Her research revealed that there is a significant need for first responders to have practical skills and tools to address opioid overdoses in the field. Responders also shared the desire for training, especially training offered by those with authority and experience on the topic.
The research was done in collaboration with her team of community co-researchers called READU (Research with Expert Advisors on Drug Use). The group includes five community members who have lived and living experience of drug use and who want to do EMS related research.
“We do bidirectional training, so we trained our community co-researchers in data collection and data analysis,” shared van Draanen. “They’ve trained us, too, and taught us about what it’s like to experience a first responder call and what the scene is like in Seattle right now.”
van Draanen received additional funding from an Implementation Science Grant through the UW School of Public Health. She investigates barriers and facilitators to implementation for some tangible interventions, like administering field-initiated buprenorphine to help people with opioid use disorder and having firefighters and EMTs distribute take-home Naloxone, a nasal spray that is easy to administer and rapidly reverses an overdose, to a widespread population.
van Draanen’s partners Public Health, Seattle King County, which runs the EMS division for King County and is also invested in opioid prevention and evidence-based response, are looking to implement some of these training and intervention recommendations.

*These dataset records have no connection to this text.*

PR #1833, opened 2020-12-03
CMake: Modernise mirplatform target.

RAOF:
Modern CMake allows us to add dependencies to OBJECT libraries. They then
get their library dependencies *and* their header dependencies added to
whatever you link them to.

With a little helper to combine a bunch of OBJECT libraries into a
SHARED library, this allows us to make all of the OBJECT libraries that
make up `mirplatform` independent and automatically usable by simply
`target_link_libraries`ing.

Ideally we'd also be able to aggregate this, so we had a `mirplatform-obj`
for the unit-tests that got built into a `mirplatform` shared library.
Unfortunately I've not found a way to make that work properly, so
the `MIR_PLATFORM_OBJECTS` variable remains to list the OBJECT libraries
a unit-test testing `mirplatform` will need to link to.

This removes the necessity for the `MIR_PLATFORM_REFERENCES` variable,
and for any `include_directories()` calls required by linking to
platform objects.


RAOF:
The final goal here is to make all the dependencies local to the CMakeLists.txt that builds the library, and then fix the various bits where the build creates files in the source tree rather than the build tree.

AlanGriffiths:
Fedora 32 failure look like something went wrong setting up the udev mocks. This could relate to platform setup, but re-running in case it is transient (it worked on rawhide).

AlanGriffiths:
OK, this clearly breaks on Fedora (and looking at rawhide that is a fake pass).

RAOF:
Hm. This seems to result in a change of linker behaviour, resulting in (at least):
* We can't `dlopen("mir_unit_tests.bin")` anymore, and
* Typeinfo isn't quite right

AlanGriffiths:
This experiment failed. Sad, I'd like to modernise the cmake scripts too.

PR #1840, opened 2020-12-04
clang-format

AlanGriffiths:
Here is a refresh of the .clang-format options along with the result of running on the MirAL code.

Most of the changes I can live with. But whatever options I tweak I find some that are rather painful.

PR'd so that people can form their own opinions.


wmww:
My take on formatting:

Pros:
1. Easier to write code (personally don't find this significant)
2. Easier to read code (again, personally don't have a problem with slightly inconsistently formatted code)
3. Eliminate formatting discussions in PRs (doesn't seem to be a big problem for us)

Cons:
1. clang-format never does quite what you want it to
2. Hand-formatting can produce more readable code (and much more readable diffs) than even the ideal formatter
3. Less things to go wrong (forgot to run formatter, can't set up in IDE, CI has different version than local, etc etc)

Probably clear which side I fall on, but I don't have a super strong preference either way.

include/miral/miral/canonical_window_manager.h
```diff
@@ -55,10 +52,9 @@ class CanonicalWindowManagerPolicy  : public WindowManagementPolicy
     /// Move the child window with the parent
     auto confirm_inherited_move(WindowInfo const& window_info, Displacement movement) -> Rectangle override;
 
-    auto confirm_placement_on_display(
-        WindowInfo const& window_info,
-        MirWindowState new_state,
-        Rectangle const& new_placement) -> Rectangle override;
+    auto confirm_placement_on_display(WindowInfo const& window_info,
+                                      MirWindowState new_state,
+                                      Rectangle const& new_placement) -> Rectangle override;
```
RAOF, line 57: Hard pass.

If we can't get clang-format to format these as continuations rather than box-align them then I think we should give up on this; box-align will lead to stupendously long lines.

RAOF (changes requested):
I'm vaguely in favour of this. All the formatting changes look sensible to me, with the glaring exception of my inline comment.

That said, I don't think this is a huge issue for us, so if it's hard to make clang-format do something sensible with parameter lists, give up quickly and drop this :wink:

include/miral/miral/canonical_window_manager.h
AlanGriffiths: The two options relevant to this block are:
> BinPackParameters: boolean
> If `false`, a function declaration’s or function definition’s parameters will either all be on the same line or will have one line each. 
```
true:
void f(int aaaaaaaaaaaaaaaaaaaa, int aaaaaaaaaaaaaaaaaaaa,
       int aaaaaaaaaaaaaaaaaaaaaaaaaaaaaaaaaaaaaaaaaaa) {}

false:
void f(int aaaaaaaaaaaaaaaaaaaa,
       int aaaaaaaaaaaaaaaaaaaa,
       int aaaaaaaaaaaaaaaaaaaaaaaaaaaaaaaaaaaaaaaaaaa) {}
```
and

> AllowAllParametersOfDeclarationOnNextLine: boolean
> If the function declaration doesn’t fit on a line, allow putting all parameters of a function declaration onto the next line even if `BinPackParameters` is `false`. 
```
true:
void myFunction(
    int a, int b, int c, int d, int e);

false:
void myFunction(int a,
                int b,
                int c,
                int d,
                int e);
```
Neither matches our preferences.

src/miral/external_client.cpp
```diff
@@ -71,31 +73,25 @@ void miral::ExternalClientLauncher::operator()(mir::Server& server)
...
-        app_x11_env,
-        "X11 changes to --app-env for launched apps",
-        default_x11_env);
+    server.add_configuration_option(app_x11_env, "X11 changes to --app-env for launched apps", default_x11_env);
 
-    server.add_init_callback([self=self, &server]
-         {
-             auto const options = server.get_options();
+    server.add_init_callback([self = self, &server] {
+        auto const options = server.get_options();
```
AlanGriffiths, line 88: There seems to be no option to place a newline _before_ the opening brace of a lambda to be consistent with the rest of our brace placement.

src/miral/window_management_trace.cpp
```diff
@@ -138,28 +140,42 @@ auto dump_of(miral::WindowInfo const& info) -> std::string
...
+        if (info.min_aspect() != miral::default_min_aspect_ratio)
+            APPEND(min_aspect);
+        if (info.max_aspect() != miral::default_max_aspect_ratio)
+            APPEND(max_aspect);
+        if (info.depth_layer() != mir_depth_layer_application)
+            APPEND(depth_layer);
+        if (info.attached_edges() != 0)
+            APPEND(attached_edges);
+        if (info.exclusive_rect() != mir::geometry::Rectangle{{}, {}})
+            APPEND(exclusive_rect);
```
AlanGriffiths, line 169: I know the "pre" of this block is an exception to our usual style, but I think it is easier to maintain than the "post".

OTOTH it is possible to disable clang-format for a block so exceptions can be made:
```c++
// clang-format off
    void    unformatted_code  ;
// clang-format on
```

AlanGriffiths:
There's no interest in pursuing this further.

PR #1844, opened 2020-12-07
CMake: Support arch-indep-only builds.

sunweaver:


sunweaver:
This PR should go together with various changes on debian/rules.

See: https://salsa.debian.org/mir-server-team/mir/-/commits/master/debian/rules (and scan the logs for arch-only and arch-indep changes).

sunweaver:
For testing, try dpkg-buildpackage -A builds and dpkg-buildpackage -b builds.

AlanGriffiths:
> This PR should go together with various changes on debian/rules.

That's what is needed to pass sbuild in CI?

RAOF:
Hm. Why are you splitting up the arch-dependent and arch-independent build components in the first place? I've done that before, with colord, but that was because the arch-indep step was more than half the build time and used significantly more memory, neither of which is true here?

To the best of my knowledge the doxygen build is a small fraction of the build time and resources. I'd like to know what the benefit is before making the install more cumbersome (as now `install` isn't actually going to install everything; you additionally need to `install-doc`, yes?)

AlanGriffiths:
Lost interest?

PR #1849, opened 2020-12-08
[gha] use org-wide GPG secret

Saviq:
---

This simulates a master push: https://github.com/MirServer/mir/actions/runs/408292731


AlanGriffiths (approved):
If it works...

bors r+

“Over the next four years, there is potential for a lot of system changes,” said van Draanen. “Things like offering more training for EMS teams, distributing field-initiated buprenorphine take-home Naloxone, and dispatching specialized overdose response units, are all possibilities.”
Recently, van Draanen found out she got an R01 grant from the National Institute of Drug Abuse. She’ll receive close to $4 million over five years to test whether or not the EMS interventions have a population-level impact, among other things.

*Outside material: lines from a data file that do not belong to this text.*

PR #1853, opened 2020-12-08
Disable natural scrolling

### LINKED ISSUE #1813: Scrolling is inverted
Mir seems to only supported inverted "natural" scrolling on touchpads. It appears this flip is hard-coded into the input platforms. I'm not sure if we want to flip the Mir-internal representation or not, but we should probably default to the more common normal scrolling and at some point make it configurable

wmww:
Fixes #1813. This stops flipping vertical scroll direction on the X11 and libinput platforms. It was already unflipped on the Wayland platform.

On X11 I think this is an easy decision. I believe it's currently *always* the inverse of the host X11 environment. If that's correct, I think that's obviously wrong. IMO even when we have input settings they should not effect Mir running nested. Instead, we should respect the configuration of the host system.

For libinput, This just changes the default behavior. Normal (as opposed to natural) scrolling is the default on most Linux systems, so I think that is reasonable.

### DIFF
--- a/tests/mir_test_doubles/mock_libinput.cpp
+++ b/tests/mir_test_doubles/mock_libinput.cpp
@@ -823,6 +823,10 @@ libinput_event* mtd::MockLibInput::setup_axis_event(libinput_device* dev, uint64
         .WillByDefault(Return(vertical));
     ON_CALL(*this, libinput_event_pointer_get_axis_value_discrete(pointer_event, LIBINPUT_POINTER_AXIS_SCROLL_HORIZONTAL))
         .WillByDefault(Return(horizontal));
+    ON_CALL(*this, libinput_event_pointer_get_axis_value(pointer_event, LIBINPUT_POINTER_AXIS_SCROLL_VERTICAL))
+        .WillByDefault(Return(vertical));
+    ON_CALL(*this, libinput_event_pointer_get_axis_value(pointer_event, LIBINPUT_POINTER_AXIS_SCROLL_HORIZONTAL))
+        .WillByDefault(Return(horizontal));
     return event;
 }
 
--- a/spread/build/fedora/task.yaml
+++ b/spread/build/fedora/task.yaml
@@ -46,7 +46,7 @@ execute: |
         libdrm-devel
 
     BUILD_DIR=$(mktemp --directory)
-    cmake -H$SPREAD_PATH -B$BUILD_DIR -DCMAKE_BUILD_TYPE=Debug -DMIR_USE_LD_GOLD=ON -DMIR_ENABLE_WLCS_TESTS=OFF
+    cmake -H$SPREAD_PATH -B$BUILD_DIR -DCMAKE_BUILD_TYPE=Debug -DMIR_USE_LD=gold -DMIR_ENABLE_WLCS_TESTS=OFF
     # Run cmake again to pick up wlcs?!?!?!?!
     cmake $BUILD_DIR
     export VERBOSE=1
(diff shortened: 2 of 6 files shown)


wmww:
This now also changes the scale of scroll events.

Previously `1.0` represented a wheel tick. This is fine, except it doesn't match the Wayland units which has scroll being a 2D vector in surface coordinates. Libinput continuous scroll uses the Wayland units, which means we were dividing by `15` in the libinput platform and multiplying by `10` (eyeballed) in the Wayland frontend. On the Wayland platform this wasn't noticed, so we don't adjust it. That means scroll was getting 10x faster for each level of nesting on a Wayland compositor.

Simpler solution is to use scroll-as-a-2D-vector all the way through Mir, so that's what this does. The only time we need to multiply anything is in the X11 platform, where we hard-code that each tick is 10 units (to match the previous behavior).

I also phased out the use of discrete libinput scroll. We will add that back at some point, but only when the events actually support it. Continuous scroll *should* always report meaningful values, so converting scroll ticks to the new scale shouldn't be required. As the `TODO` notes, at some point we should actually support discrete scroll as a separate concept.

AlanGriffiths (approved):
LGTM

bors r+

AlanGriffiths:
F33 terminated again, retrying...

bors r+

wmww:
```
/usr/bin/ld: DWARF error: could not find variable specification at offset 1ebb7
```
wat?

AlanGriffiths:
F33 terminated again, retrying...

bors r+

AlanGriffiths:
> wat?

Probably a side effect of the earlier: `2020-12-11T20:53:53.8271044Z c++: fatal error: Killed signal terminated program cc1plus`

AlanGriffiths:
We seem to be having a bad time on F33, but not sure how to investigate.

AlanGriffiths:
Really!!!

bors r+

AlanGriffiths:
Ah! I see now!!!

Likely fix coming up...

AlanGriffiths:
I guess a change from three years ago can bite when someone adds another build to CI.

AlanGriffiths:
@wmww I fixed the persistent build failures on Fedora 33, but then cherry-picked to #1864 as then I saw tests failing:

```plain
2020-12-16T17:55:10.5571225Z The following tests FAILED:
2020-12-16T17:55:10.5571980Z 	227 - mir_unit_tests.LibInputDeviceOnMouse.* (Failed)
2020-12-16T17:55:10.5572978Z 	230 - mir_unit_tests.LibInputDeviceOnTouchpad.* (Failed)
```

tests/mir_test_doubles/mock_libinput.cpp
```diff
@@ -823,6 +823,10 @@ libinput_event* mtd::MockLibInput::setup_axis_event(libinput_device* dev, uint64
         .WillByDefault(Return(vertical));
     ON_CALL(*this, libinput_event_pointer_get_axis_value_discrete(pointer_event, LIBINPUT_POINTER_AXIS_SCROLL_HORIZONTAL))
         .WillByDefault(Return(horizontal));
+    ON_CALL(*this, libinput_event_pointer_get_axis_value(pointer_event, LIBINPUT_POINTER_AXIS_SCROLL_VERTICAL))
+        .WillByDefault(Return(vertical));
+    ON_CALL(*this, libinput_event_pointer_get_axis_value(pointer_event, LIBINPUT_POINTER_AXIS_SCROLL_HORIZONTAL))
+        .WillByDefault(Return(horizontal));
```
wmww, line 829: Note that even on discrete events, the non-discrete functions still return values. This matches the libinput implementation

wmww:
I've now fixed the tests and tested manually (all seems to be working well)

“We’re going to create an overdose survivor’s cohort and follow them over time,” said van Draanen. “There will be a qualitative component and ultimately the grant will help us understand the impact of EMS interventions on racial disparities in overdose outcomes.”
van Draanen hopes that her research findings will be rolled out locally at a large scale and then shared nationally.
“People are constantly looking to the first responder system in our region,” said van Draanen. “Our paramedic system in King County is among one of the best in the nation.”
van Draanen’s research has already made an essential contribution to the fight against opioid overdose. Her work has helped to reduce the stigma surrounding opioid overdose, provide first responders with the necessary training and tools, and create a safer and more supportive environment for people who use drugs.
“I feel so grateful and so lucky to be doing this work.” said van Draanen. “I love that I get to work closely with people who are making change in real time and in different ways in their communities.”